Warto sobie przypomnieć jaki to w sumie prosty, a przez to i genialny pomysł (ze strony https://polskiczempion.pl/przez-chiny-na-swiatowe-rynki-wroclawska-firma-przejmuje-spolke-z-szanghaju/) :
"W styczniu 2013 roku Toya podwyższyła kapitała w chińskiej spółce, a w wyniku tej transakcji zwiększyła swoje udziały z 51% do 75%. W kwietniu 2013 roku nazwa spółki została zmieniona na Yato Tools, a w marcu 2014 chińska spółka otworzyła swoją nową siedzibę w Szanghaju.

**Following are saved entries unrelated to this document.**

PR #1209, opened 2020-12-02
Features are not being ingested due to max age overflow

pyalex:

Fixes #

With big values of max age (like 1 month) stored as Integer (2628000) converting to milliseconds that happens during writing to redis fails with overflow `2628000 * 1000 = -1666967296`. Thus all rows are being stored with negative expiry time and being deleted right away.

This PR suggests use Long instead of Int for max age. Alternative would be to do `maxAge.toLong` before converting to milliseconds, but it's very easy to miss that part.

```release-note
NONE
```


woop:
@pyalex you can just type `NONE` into the release note box if you want `release-note-none` label to be added.

pyalex:
@woop sure, I was not aware of this option

PR #1212, opened 2020-12-03
Tracing GRPC interceptor in serving & go sdk

pyalex:

Adding grpc interceptors to serving and go client instead of manual tracing. That would allow cross-service tracing.

Fixes #

```release-note
`NewTraceableGrpcClient` constructor was added to go sdk. It allows to pass Tracer on client creation phase
```


woop:
@pyalex is the plan to only implement this functionality in Golang, and not Java?

pyalex:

– Obecność marki i produktów YATO na rynkach światowych budowaliśmy krok po kroku, w sposób świadomy i konsekwentny. Zdawaliśmy sobie sprawę, jak trudne jest stworzenie pomostu, łączącego kulturę i biznes zachodni z orientalnym. Dlatego patrząc dziś z perspektywy lat, egzamin zdaliśmy z wyróżnieniem. Jesteśmy w pełni zadowoleni ze współpracy z chińskim partnerem, a wyniki finansowe z optymizmem pozwalają patrzeć w przyszłość – podkreśla Dariusz Hajek, wiceprezes zarządu TOYA SA.
Przez Chiny na świat
Przedstawiciele wrocławskiej firmy tłumaczą, że obecność chińskiego partnera pozwala na skuteczniejsze negocjacje biznesowe z dystrybutorami z innych krajów regionu Azji, Afryki, Ameryki Południowej i Środkowej. Zapewnia także bezpośredni eksport i ogromne zaplecze logistyczne.

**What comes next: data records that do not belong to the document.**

PR #1214, opened 2020-12-03
deprecate apply_entity and apply_feature_table for apply

### LINKED ISSUE #1183: Add support for feature tables to the apply method
We need to deprecate [client.apply_entity()](https://github.com/feast-dev/feast/blob/master/sdk/python/feast/client.py#L443) and [client.apply_feature_table()](https://github.com/feast-dev/feast/blob/master/sdk/python/feast/client.py#L565). Both of these methods were added because `client.apply()` was previously used for applying feature sets.

In Feast 0.9 we should
- Add support for applying feature tables and entities through `client.apply()`. This method doesn't currently exist. Please have a look at [Feast 0.7](https://github.com/feast-dev/feast/blob/v0.7.1/sdk/python/feast/client.py#L359) for a reference implementation. We can follow a similar approach.
- Add deprecation warnings on `apply_feature_table()` and `apply_entity()`
- In Feast 0.10 we will remove `apply_feature_table()` and `apply_entity()`, and `apply()` will only work on feature tables and entities.

jklegar:
deprecate client.apply_entity() and client.apply_feature_table() for client.apply(). Client.apply() was previously used for applying feature sets

Fixes #1183

```release-note
Deprecated client.apply_entity() and client.apply_feature_table(). Users should switch to client.apply() as these methods will be removed in Feast 0.10
```

### DIFF
--- a/sdk/python/feast/client.py
+++ b/sdk/python/feast/client.py
@@ -17,6 +17,7 @@ import os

– Nasze działania przynoszą również namacalną korzyść dla klienta, gdyż jako producent narzędzi, Toya może się skoncentrować na wprowadzaniu nowych rozwiązań produktowych i oferować klientowi nie tylko w Polsce, ale i na całym świecie więcej produktów o wysokiej jakości, nowoczesnym designie i przystępnej cenie – dodaje Hajek.

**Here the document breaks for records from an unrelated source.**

Issue #1181, opened 2020-11-19
Add Azure support to Feast


woop:
This card tracks the addition of Azure support to Feast.

* Spark Job Runner: The current proposal is to implement support for the [Databricks Jobs API on Azure](https://docs.microsoft.com/en-us/azure/databricks/dev-tools/api/latest/jobs)
* File system: We will need to add support for either DBFS or directly accessing Azure Blob Storage. It seems like DBFS using [mount points](https://docs.databricks.com/data/data-sources/azure/azure-storage.html#mount-an-azure-blob-storage-container) is the simplest way to implement the file system.
* Terraform Installation: We will need to add support for deploying Feast using Terraform to Azure Kubernetes Service (AKS).
* End-to-end tests: We will need to set up end-to-end tests that run all critical flows through a full Azure deployment.

cc @Yanson

woop:
[Feast on Azure RFC](https://docs.google.com/document/d/1uzSeVedDtxUYil_qlvmjnhbxbta_PXcWaEYj__Nvd3w/edit#)
Noteworthy changes to the above
* We are adding support for Azure Blob Storage
* We did not pick up adding Databricks support for Spark Jobs
* @jklegar is working on e2e test support

gramhagen:
Hey this looks really awesome. I'm super new to the project but was looking for feature store solutions that could be used in Azure and would love to help out.

Is there anything specific I can help with? Or another place I should use to discuss this?

woop:
Hey @gramhagen, I somehow didn't notice your comment here! If you are still interested, do let us know over in the Kubeflow Slack (linked in our readme).

PR #1218, opened 2020-12-08
implement abstractstagingclient for azure blob storage

jklegar:

**What this PR does / why we need it**: Supports Azure Blob Storage as an object store and batch data source as part of #1181 

Fixes #

```release-note
Users can now use Azure blob storage as a staging location and as a batch data source. To configure it, they will need to set the environment variables FEAST_AZURE_BLOB_ACCOUNT_NAME and FEAST_AZURE_BLOB_ACCOUNT_ACCESS_KEY 
```

### DIFF
--- a/sdk/python/feast/constants.py
+++ b/sdk/python/feast/constants.py
@@ -128,6 +128,12 @@ class ConfigOptions(metaclass=ConfigMeta):
     #: Endpoint URL for S3 storage_client
     S3_ENDPOINT_URL: Optional[str] = None
 
+    #: Account name for Azure blob storage_client
+    AZURE_BLOB_ACCOUNT_NAME: Optional[str] = None
+
+    #: Account access key for Azure blob storage_client
+    AZURE_BLOB_ACCOUNT_ACCESS_KEY: Optional[str] = None
+
     #: Authentication Provider - Google OpenID/OAuth
     #:
     #: Options: "google" / "oauth"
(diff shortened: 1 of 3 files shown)


sdk/python/feast/loaders/file.py
```diff
@@ -76,10 +78,10 @@ def export_source_to_staging_location(
                 os.path.join(source_uri.netloc, source_uri.path)
             )
         else:
-            # gs, s3 file provided as a source.
+            # gs, s3, azure blob file provided as a source.
             assert source_uri.hostname is not None
             return get_staging_client(source_uri.scheme).list_files(
```
jklegar: seems like the Config object isn't available to be passed to get_staging_client here, so is there a better way to pass in the required parameters (account name and access key) for the Azure client than requiring them to be passed in in the config?

jklegar:
I've done some basic manual testing, not sure if there's more that should be done outside of end-to-end Azure tests - what is the case for S3/GCS?

sdk/python/feast/constants.py
```diff
@@ -128,6 +128,12 @@ class ConfigOptions(metaclass=ConfigMeta):
     #: Endpoint URL for S3 storage_client
     S3_ENDPOINT_URL: Optional[str] = None
 
+    #: Account name for Azure blob storage_client
+    AZURE_BLOB_ACCOUNT_NAME: Optional[str] = None
+
+    #: Account access key for Azure blob storage_client
+    AZURE_BLOB_ACCOUNT_ACCESS_KEY: Optional[str] = None
```
woop, line 135: It's not possible for this configuration to be read from environmental variables by the azure client?

woop:
> what is the case for S3/GCS?

they are covered by e2e tests

woop (approved):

Z kolei przedstawiciele chińskiej spółki zapewniają, że produkty YATO idealnie wpisują się w potrzeby chińskiego konsumenta, a także odbiorców w innych krajach Azji oraz Ameryki Południowej i Australii.
Polacy zarabiają na produktach wytworzonych przez Chińczyków, sprzedając je w dużej mierze samym Chińczykom! :-)
Choćby tylko za to trzeba kochać TOYA i trzymać za nich kciuki! A przez to, że tak blisko z nimi współpracują to będą zawsze o krok przed innymi.